KAB. BEKASI

Lagi, Sampah Kali Kopeng di Bersihkan UPTD Wilayah 1 DLH Kabupaten Bekasi Turunkan Satu Excavator 5 Dumptruck

 

Kabupaten Bekasi, zonainformasinew.com – UPTD Wilayah I Pengolahan Persampahan Dinas Lingkungan Hidup (DLH) Kabupaten Bekasi lagi-lagi melakukan pembersihan dan pengakatan sampah di Kali Kopeng DT 8, Desa Babelan Kota, Kecamatan Babelan kabupaten bekasi, dengan menurunkan satu alat berat 1 Exskapator dan 5 init mobil pengakut sampah.

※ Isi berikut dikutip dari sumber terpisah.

PR #5725, opened 2026-05-02
[AMD-SMI] tools: add manylinux wheel build scripts

amd-juwillia:
Add wheel build infrastructure for producing manylinux_2_28 wheels for cp38-cp313 from both Debian and RPM-based environments.

- tools/_build_wheel_common.py: shared helpers
- tools/build_wheel_debian.py: Debian/Ubuntu wheel builder
- tools/build_wheel_rpm.py: RHEL/SLES wheel builder
- .github/workflows/manylinux-build.yml: CI workflow

PR #7914, opened 2026-06-28
ci(amdsmi): [ROCM-3941] Python packaging rework

amd-juwillia:
## Motivation

`amd-smi` shipped its Python module by having the system `.deb`/`.rpm` postinst call `pip install` and drop an `amdsmi.pth`, with a ~200-line ROCm-path-walking loader. This drops all `pip`/`.pth` plumbing, installs the module directly into the system interpreter's `site-packages`, and adds an opt-in SONAME-isolated wheel build so a PyPI wheel can coexist in-process with the system library.

> **Why loader + wheel build ship together:** develop's `amdsmi-manylinux-build.yml` (from #5725) runs on every `projects/amdsmi/**` PR and configures `-DBUILD_PYTHON_WHEEL=ON`. A loader-only PR would either fail that job (no wheel target) or emit a wheel that silently falls back to a system `libamd_smi.so`. The complete, correct wheel build therefore belongs in this base PR; CI wiring and tests stack on top (#7823, #7824).

## Technical Details

**Loader** (`py-interface/amdsmi_wrapper.py`, `tools/generator.py` — regenerated in lockstep):
- Flat 3-case ladder: `AMDSMI_LIB_OVERRIDE`, a bundled `libamd_smi_python.so`, then system `libamd_smi.so`; a `_MissingLibrary` sentinel keeps import tolerant.

**Install layout** (`py-interface/CMakeLists.txt`):
- Query `/usr/bin/python3` for its real on-`sys.path` dir and `install(DIRECTORY ...)` the module there, excluding `libamd_smi*.so`.

**Packaging** (`DEBIAN/postinst.in`, `prerm.in`, `RPM/post.in`, `preun.in`, `CMakeLists.txt`):
- Remove pip install/uninstall + `.pth`; drop the `python3-pip`/`setuptools`/`wheel` deps and `setup.py.in`.

**Wheel build** (`src/CMakeLists.txt`, `py-interface/CMakeLists.txt`, `tools/disable_system_fallback.py`, `CMakeLists.txt`):
- `BUILD_PYTHON_WHEEL` (default OFF, requires `BUILD_SHARED_LIBS`): a SONAME-isolated `libamd_smi_python.so` linked `-Bsymbolic-functions`, and a `python_wheel` target that flips `_AMDSMI_ALLOW_SYSTEM_FALLBACK` to `False` in the staged wrapper so the wheel never loads a system lib.

**CLI / build** (`amdsmi_cli/amdsmi_cli.py`, `amdsmi_init.py`, `src/CMakeLists.txt`):
- Pin shebang to `/usr/bin/python3`; drop a dead guard; strip the system lib in Release.

> Split 1 of 3 from #5726. #7823 (CI job) and #7824 (tests) stack on this; all target `develop`.

## JIRA ID

Resolves ROCM-3941

## Test Plan

- `python3 projects/amdsmi/tools/build_wheel.py --project-dir projects/amdsmi --no-repair` (mirrors the manylinux CI).
- Multi-OS Docker build/install/verify.

## Test Result

- `build_wheel.py` builds clean; the wheel bundles only `libamd_smi_python.so` and ships `_AMDSMI_ALLOW_SYSTEM_FALLBACK = False`.
- `import amdsmi` + `amdsmi_init()` succeed via `/usr/bin/python3` with no `.pth`/pip across the AMD CI images.

## Submission Checklist

> Update: `test_abi_compat.py` (loader-contract/ABI test) now ships here with the loader code it covers, and runs in the build-and-test matrix.


projects/amdsmi/tests/python/test_abi_compat.py
```diff
@@ -0,0 +1,373 @@
...
+#
+# When a user pins amdsmi_interface.py from one ROCm version against a
+# libamd_smi.so from another, the contract we promise is:
+#   * Common amdsmi_* symbols still in the older .so keep working.
+#   * Symbols added in a newer wrapper but missing from the older .so
+#     fail cleanly via ctypes' AttributeError -- no silent corruption,
+#     no fake success.
+#   * If the .so cannot be loaded at all, importing the wrapper still
+#     succeeds (degraded mode) so doc/lint tooling keeps working; the
+#     first call into a wrapped symbol raises OSError with a diagnostic.
```
marifamd, line 31: look into the edge cases where this is applicable.
- When a user has a python install that pip installs on the system and the .so it references is out of date.
    - This should go away with system level python installs and pypi
    - @amd-juwillia Will the system level python installer reference the .so from the rocm path or will it have it's own .so?
    - However system level multi-rocm API usage
        - This doesn't apply to the CLI since the CLI now references the current "alternative"/Multi-rocm that has been set

amd-juwillia: @marifamd Tested this locally to confirm.

System install: uses the .so from the ROCm path. The module installs to dist-packages with no bundled .so, so import amdsmi resolves libamd_smi.so.26 via the linker to /opt/rocm/lib. Confirmed with /proc/self/maps.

Tumpukan sampah sepanjang ratusan meter yang menumpuk di kali dibersihkan dengan mengerahkan 30 pasukan pesapon, ratusan karung di siapkan untuk wadah sampah Enceng gondok dan sampah rumah tangga, Minggu (23/11/25).

Pembersihan dan pengangkatan sampah di kali kopeng tersebut di hadiri dari pihak Kementrian Lingkungan Hidup (KLH), dan juga DLH Provinsi Jawa Barat, DLH Kabupaten Bekasi, Satgas Citarum, UPTD Wilayah I Pengolahan Persampahan DLH Kabupaten Bekasi berserta jajaran, para pesapon, beserta segenap aparatur pemerintah desa Babelan kota dan Camat Babelan, Babinsa Bimaspol.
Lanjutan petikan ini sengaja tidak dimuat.